Y si el presidente se divorciaba de Jeong Mina, el hijo menor probablemente ni siquiera podría ir a una escuela en el extranjero, porque francamente, no había manera de que el presidente lo acogiera. Si Ruby quería quedarse como la hija mayor, habría trabajado duro para demostrar que era diferente a su hermano.
El Director Yoon chasqueó la lengua, tomando una nueva ración de canapés de un miembro del personal que pasaba.
—¿Creen que deberíamos empezar a apoyar a esa amante?
—Eh… solo si da a luz a un niño —el Director Sung descartó la idea con un gesto de la mano—. De todos modos, él nunca da poder a sus mujeres.
—Entonces… ¿a quién deberíamos apoyar ahora?
La voz de los Directores bajó ante esa pregunta. Miraron las bebidas en sus manos y por un momento, solo pudieron fumar sus puros en silencio. Normalmente, este tipo de pregunta era difícil porque había varios candidatos y podría estallar una guerra entre los grupos de apoyo, pero…
Esta vez ni siquiera había candidatos para formar un grupo de apoyo.
—Maldición, esto es difícil —dijo el Director Yoon, sacudiendo la cabeza.
—Ninguno de los hijos restantes es remotamente útil —chasqueó la lengua el Director Sung.
—¿Incluso como títere?
—El menor ya es un producto dañado, pero Lee Axton…
El Director Shin levantó la mano, sacudiendo la cabeza con exasperación.
—Ese ni siquiera es entrenable, créanme, lo intenté.
—¿Realmente tenemos que considerar a las hijas?
Algunos de ellos fruncieron el ceño profundamente, viéndose visiblemente disgustados. Especialmente los más jóvenes, que seguirían trabajando cuando el nuevo presidente asumiera algún día. Una vez que se nombrara oficialmente a un sucesor, sería un vicepresidente, y pensar en trabajar bajo una mujer más joven era un concepto que estos hombres no podían aceptar.
—Realmente no tenemos opción —se encogió de hombros el Director Shin.
—¿Pero quién?
Miraron hacia arriba, observando a Amber que saludaba a los invitados en el segundo piso.
—¿La mayor? Ha estado trabajando duro últimamente.
—Últimamente —se burló el Director Yoon—. Es casi nada.
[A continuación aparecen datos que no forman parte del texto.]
PR #5572, opened 2019-10-09
Fix #5538 Replacing Brackets in the url with percent encoding

### LINKED ISSUE #5538: URL's with square brackets ([ ]) are not recognised as URL's
Steps to reproduce:

We spotted an issue with an AJAX call not returning anything. We took the AJAX URL and entered it straight into the address bar and it didn't seem to recognise it as a URL and was trying to do a Google search. When we took out the square brackets from the GET parameters it worked.

For example:
https://URL?get_per[]=17

Actual results:
Tried to do a Google search. Didn't seem to recognize it as a URL.

Expected results:
Should have returned the URL

filed via https://bugzilla.mozilla.org/show_bug.cgi?id=1585328

Note: Safari handles this correctly.

marchiore:
Hi, this is my first PR to firefox-ios!

Here I fix the problem when the user submit a bracket (**"["** or **"]"**) in the URL, it causes a  redirect to a google search result, so i replace it with a percent encoding (**"%5B"** and **"%5D"**).

URL Example:

https://stackoverflow.com/search?q=swift+[lint]

### DIFF
--- a/Client/Frontend/Browser/URIFixup.swift
+++ b/Client/Frontend/Browser/URIFixup.swift
@@ -12,9 +12,10 @@ class URIFixup {
         }
 
         let trimmed = entry.trimmingCharacters(in: .whitespacesAndNewlines)
-        guard let escaped = trimmed.addingPercentEncoding(withAllowedCharacters: .URLAllowed) else {
+        guard var escaped = trimmed.addingPercentEncoding(withAllowedCharacters: .URLAllowed) else {
             return nil
         }
+        escaped = replaceBrackets(url: escaped)
 
         // Then check if the URL includes a scheme. This will handle
         // all valid requests starting with "http://", "about:", etc.
@@ -53,5 +54,9 @@ class URIFixup {
             components?.host = host
         }
         return components?.url
+    }
+
+    static func replaceBrackets(url: String) -> String {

—Es la única que está trabajando. La hija menor no es tan brillante, honestamente.
—Hmm…
—¿Ni siquiera estamos considerando a la segunda hija? —preguntó casualmente el Director Han, que había estado callado todo el tiempo.
Los directores hicieron una pausa, se miraron entre sí y suspiraron.
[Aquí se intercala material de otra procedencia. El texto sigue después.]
PR #5601, opened 2019-10-12
Fix #5551: Widget not utilizing iOS 13 dark mode

### LINKED ISSUE #5551: Widget not utilizing iOS 13 dark mode
Steps to reproduce:

Open Today Widget or long press on the Firefox home icon

Actual results:

Widget does not change colour to reflect the system-wide dark mode in iOS 13. It remains grey when it should be black.

Expected results:

Widget should change colour to black to match other dark-mode widgets.

signal-2019-10-03-110449

Filed via:  https://bugzilla.mozilla.org/show_bug.cgi?id=1586000.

—Honestamente, ella era nuestra candidata de respaldo, ¿no? —se lamentó el Director Yoon.
—En efecto —asintió el Director Sung—. Si solo se tratara de inteligencia y habilidad, era mejor que Mason.
—Pero, ahora…
Recordaron los días cuando la familia tenía a una de las estudiantes más inteligentes de la academia, muy obediente y educada, con una belleza que habría enorgullecido al antiguo presidente. Los ejecutivos aún recordaban la conmoción que sintieron cuando escucharon que la segunda hija apenas asistía a sus clases universitarias y casi no podía graduarse. ¡Más aún cuando vieron su nueva apariencia; el cabello teñido, la ropa llamativa, el maquillaje sangriento, incluso el tatuaje!
Sentían como si hubieran enviado una perla al extranjero y recibieran una canica de niño a cambio.
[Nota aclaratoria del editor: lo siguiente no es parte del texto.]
PR #5605, opened 2019-10-12
Fix #5573 Change site title and description using theme manager.

### LINKED ISSUE #5573: Context menu bugs: dark mode support for label, favicon looks wrong, delete
Steps to reproduce:

1.  Opened Settings in Firefox (iOS) via Menu (Bottom Right)
2.  Opened General > Display
3.  Selected Dark
4.  Closed Settings
5.  Hold Down on a link in Top Sites

Actual results:

After going through settings to change the theme of the application from light to dark, I exited settings. After that, I held down on one of the links in the Top Sites section and the label and link of the selected link was unable to be read while in Dark Theme.

Expected results:

The expected results for this issue is that the application should've accommodated for the shift in colour with the theme change and changed the font colour so that the text is readable for the users. For example: changing the text colour from black to white when the theme changes from light to dark.

IMG_2561

Cloned from Bugzilla: https://bugzilla.mozilla.org/show_bug.cgi?id=1587250

rockarts:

—Saben… —habló nuevamente el Director Han—. Ella cambió así porque la difunta Señora murió, ¿verdad? Si pudiéramos devolverla a como solía ser…
Los otros se miraron entre sí y, después de una breve contemplación, se encogieron de hombros. —No es una mala idea, pero ¿quién lo haría?
O mejor aún, cómo lo harían.
Esto también era difícil. La segunda hija rara vez era vista; nadie la había visto en la empresa durante meses, al parecer. Ni siquiera se quedaba ya en la mansión del presidente, así que nadie estaba seguro de cómo contactarla.
—¿Deberíamos intentar hablar con ella hoy? ¿Solo para tantear las cosas? —sugirió alguien.
Mientras los directores asentían en acuerdo, como por arte de magia, la segunda hija entró casualmente por la entrada con su apuesto guardaespaldas—o amante, quién sabía. Su ropa seguía siendo llamativa, aunque menos reveladora debido a la temporada. Sin embargo, verla con el cabello negro les recordó a los ejecutivos a la Lee Seul-ah que solían conocer.
Los directores sonrieron significativamente entre ellos. —Hablando del pequeño diablo.